Problem statement – Give only the number of lines in the records that include the string "tested".

Recorded information –
***
PR #4081, opened 2026-07-20
feat(so_leader): optional sprung gripper trigger for SO leader arms

### LINKED ISSUE #4080: Spring-back gripper trigger for SO-100/SO-101 leader arms (like the Koch leader)
### Ticket Type

### Environment & System Info

```Shell

```

### Motivation

It was a good experience to have spring-back gripper in leader arm when I used Koch leader's gripper.
It makes teleop more comfortable and gripper data smoother.

Thanks to the Dynamixel's current-based position mode, its trigger pushes back against your finger and springs home when you let go.

For SO-ARM, the trigger is fully passive for now.

The STS3215 has no current control mode. 
So I came with an approximation fits in position mode: hold the calibrated open position (i.e. at 100%) with a **soft P gain** (resistance grows progressively with squeeze depth) and a **low torque cap** (comfortable squeeze force, and enough authority to return the trigger fully open).

### What I did to validate it

- Tuned the values by hand on my SO-101 leader over a series of live parameter sweeps (torque cap 30-250, P 8-32, plus damping / startup-force / acceleration, which turned out not to matter). The shipped combination is the sweet spot I converged on: comfortable progressive squeeze, reliable complete return.
- Verified reads are unaffected: `Present_Position` reports identically with the hold active, so recorded gripper actions don't change.

### Proposal

An opt-in `sprung_gripper: bool = False` on `SOLeaderTeleopConfig`, arming the spring at the end of `configure()`. 
Default off = exactly today's behavior.

**PR**: #4081 

### Context & Reproduction

_No response_

```Shell

```

### Checklist

_No response_

zuoxingdong:
Closes #4080 

### What this does

the SO-arm equivalent of the Koch leader's current-based-position gripper trigger, emulated in position mode since the STS3215 has no current control.

Adds an opt-in `sprung_gripper: bool = False` to `SOLeaderTeleopConfig`. When enabled, `configure()` holds the leader gripper at its calibrated open position with a soft, torque-capped P controller: the trigger resists progressively as you squeeze and springs back to open when released.

### Why these exact values

I tuned them by hand on my SO-101 leader, live on the bus, over ~14 rounds. 

`P=8` is what makes it feel like a spring rather than too hard to squeeze.

`Torque_Limit=75` is the narrow sweet spot where squeezing stays comfortable *and* the return still completes against gearbox friction. 

### How it was tested

- On hardware (SO-101 leader): squeeze feel, abrupt-release return to open, and `get_action()` reads through the armed hold (positions report identically).

### Notes for reviewers

- The flag lives on the shared SO-100/SO-101 config on purpose, both use the same STS3215 gripper servo.
- Torque is released on disconnect via the existing `bus.disconnect()` default
- With the flag off, default behavior is unchanged.

### DIFF
--- a/src/lerobot/teleoperators/so_leader/config_so_leader.py
+++ b/src/lerobot/teleoperators/so_leader/config_so_leader.py
@@ -34,7 +34,11 @@ class SOLeaderConfig:
 @TeleoperatorConfig.register_subclass("so100_leader")
 @dataclass
 class SOLeaderTeleopConfig(TeleoperatorConfig, SOLeaderConfig):
-    pass
+    # Hold the gripper at its open position with a torque-capped P controller,
+    # so the trigger resists progressively when squeezed and springs back when
+    # released. Servo settings are tuned for the STS3215 gripper and live in
+    # SOLeader.configure().
+    sprung_gripper: bool = False
 
 
 SO100LeaderConfig = SOLeaderTeleopConfig
--- a/src/lerobot/teleoperators/so_leader/so_leader.py
+++ b/src/lerobot/teleoperators/so_leader/so_leader.py
@@ -129,6 +129,16 @@ class SOLeader(Teleoperator):
         self.bus.configure_motors()
         for motor in self.bus.motors:
             self.bus.write("Operating_Mode", motor, OperatingMode.POSITION.value)
+        if self.config.sprung_gripper:
+            # A low P gain makes resistance grow gradually with squeeze depth.
+            # The torque cap sets both the maximum squeeze resistance and the
+            # return force — they cannot be tuned independently. The P write
+            # persists in the servo's EPROM.
+            self.bus.write("P_Coefficient", "gripper", 8, normalize=False)
+            self.bus.write("Acceleration", "gripper", 0, normalize=False)  # 0 = fastest ramp
+            self.bus.write("Torque_Limit", "gripper", 75, normalize=False)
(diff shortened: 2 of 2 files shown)


imstevenpmwork:
Hello @zuoxingdong 

Thanks for contributing! I tested this and it works as intended. However, I'm closing this PR because after trying it out multiple times (and with different parameters) I couldn't make it such that it feels comfortable. So I believe that this won't improve the user experience for the best. Some examples of the behavior we noticed:
* The gripper opens all the way to 80-100 and then it's hard to reach the gripper when holding the handle
* The gripper doesn't spring back fast enough
* The gripper is hard/challenging to close
* The gripper is hard to open further than the max position set

Kind regards!

zuoxingdong:
Hi @imstevenpmwork 

thanks so much for taking the time to review and test this feature. 
I would agree with you, also due to gear ratio and lack of current control mode, it's probably not ubiquitously beneficial for most users. 

However, as I am using PincOpen gripper for SO-ARM on Lekiwi, I found this spring-back feature is particularly helpful for precision grasping tasks during teleoperation. 
(without spring-back, it's a bit tricky to grab the object well and stably, due to gear ratio resistance)

Maybe it's more useful for PincOpen setting, so I port this feature into 3rd party plugin :wink:
https://github.com/zuoxingdong/lerobot_robot_lekiwi_pincopen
***
Result of the task – 2